Running out of memory on both CPU and GPU, can't figure out what I'm doing wrong

equ1 · February 15, 2021, 6:52am

I’m using Pytorch Lightning. Here’s the model definition:

import torch
from torch import nn

# creates network class
class Net(pl.LightningModule):
    def __init__(self):
        super().__init__()

        # defines conv layers
        self.conv_layer_b1 = nn.Sequential(
            nn.Conv2d(in_channels=3, out_channels=32,
                      kernel_size=3, padding=1),
            nn.ReLU(),
            nn.MaxPool2d(kernel_size=2, stride=2),
            nn.Flatten(),
        )

        # passes dummy x matrix to find the input size of the fc layer
        x = torch.randn(1, 3, 800, 600)
        self._to_linear = None
        self.forward(x)

        # defines fc layer
        self.fc_layer = nn.Sequential(
            nn.Linear(in_features=self._to_linear,
                      out_features=256),
            nn.ReLU(),
            nn.Linear(256, 5),
        )

        # defines accuracy metric
        self.accuracy = pl.metrics.Accuracy()
        self.confusion_matrix = pl.metrics.ConfusionMatrix(num_classes=5)

    def forward(self, x):
        x = self.conv_layer_b1(x)

        if self._to_linear is None:
            # does not run fc layer if input size is not determined yet
            self._to_linear = x.shape[1]
        else:
            x = self.fc_layer(x)
        return x

    def cross_entropy_loss(self, logits, y):
        criterion = nn.CrossEntropyLoss()
        
        return criterion(logits, y)

    def training_step(self, train_batch, batch_idx):
        x, y = train_batch
        logits = self.forward(x)

        train_loss = self.cross_entropy_loss(logits, y)
        train_acc = self.accuracy(logits, y)
        train_cm = self.confusion_matrix(logits, y)

        self.log('train_loss', train_loss)
        self.log('train_acc', train_acc)
        self.log('train_cm', train_cm)

        return train_loss

    def validation_step(self, val_batch, batch_idx):
        x, y = val_batch
        logits = self.forward(x)

        val_loss = self.cross_entropy_loss(logits, y)
        val_acc = self.accuracy(logits, y)

        return {'val_loss': val_loss, 'val_acc': val_acc}

    def validation_epoch_end(self, outputs):
        avg_val_loss = torch.stack([x['val_loss'] for x in outputs]).mean()
        avg_val_acc = torch.stack([x['val_acc'] for x in outputs]).mean()

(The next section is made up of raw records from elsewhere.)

PR #237, opened 2020-05-27
POC - user back to previous screen

hueitan:
Phabricator Link: https://phabricator.wikimedia.org/T251517

### Problem Statement

-

### Solution

- [x] Record `Anchor` in the article history and read it when go to the previous article
- [ ] page location
- [ ] is quickfact page

### Note

placeholder, this is POC and ask CircleCI to do the test

### DIFF
--- a/src/components/Article.js
+++ b/src/components/Article.js
@@ -215,13 +215,14 @@ const ArticleInner = ({ lang, articleTitle, initialAnchor }) => {
     if (currentSection !== 0) {
       // lead section doesn't count as opened sections
       setOpenedSections({ ...openedSections, [anchor]: true })
-      goto.article(lang, [articleTitle, anchor], true)
-      articleHistory.update(lang, articleTitle, anchor)
-    } else {
-      goto.article(lang, articleTitle, true)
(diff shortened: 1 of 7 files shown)


hueitan:
Note: I'm still not sure whether we should use `page` state here, it becomes so complex when having more state.

medied:
> Note: I'm still not sure whether we should use `page` state here, it becomes so complex when having more state.

Hmm I think I see what you mean by the complexity, but still trying to follow actually. 

Could you explain what is the difference between `page` and `anchor` in this case? What would be the benefit of tracking `page`?

hueitan:
> Could you explain what is the difference between `page` and `anchor` in this case? What would be the benefit of tracking `page`?

you can notice there are 3 states `title` `anchor` `page`

`anchor` means the section name, example in Cat are `Etymology and naming` `Taxonomy` `Evolution` `Domestication`

`page` means the exact user location, when you press up/down within the article, the page state change.

stephanebisson:
See conclusions in phab: https://phabricator.wikimedia.org/T251517#6247182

        self.log("val_loss", avg_val_loss)
        self.log("val_acc", avg_val_acc)

    def configure_optimizers(self):
        optimizer = torch.optim.Adam(self.parameters(), lr=0.0008)

        return optimizer

The issue is probably not the machine since I’m using a cloud instance with 60 GBs of RAM and 12 GBs of VRAM. Whenever I run this model even for a single epoch, I get an out of memory error. On the CPU it looks like this:

RuntimeError: [enforce fail at CPUAllocator.cpp:64] . DefaultCPUAllocator: can't allocate memory: you tried to allocate 1966080000 bytes. Error code 12 (Cannot allocate memory)

and on the GPU it looks like this:

RuntimeError: CUDA out of memory. Tried to allocate 7.32 GiB (GPU 0; 11.17 GiB total capacity; 4.00 KiB already allocated; 2.56 GiB free; 2.00 MiB reserved in total by PyTorch)

Clearing the cache and reducing the batch size did not work. I’m a novice so clearly something here is exploding but I can’t tell what. Any help would be appreciated.

Thank you!

ptrblck · February 15, 2021, 10:24am

I cannot see any obvious issues in the code, but I’m also not deeply familiar with Lightning.
Are you seeing the same issue using a plain PyTorch model?

equ1 · February 16, 2021, 6:33am

Thanks for that, it helped a lot to know that the code fundamentally is not wrong. I figured out that the issue is simply that there are not enough conv-relu-pool layers to reduce the feature map to a reasonable size…the model had 900 million parameters haha.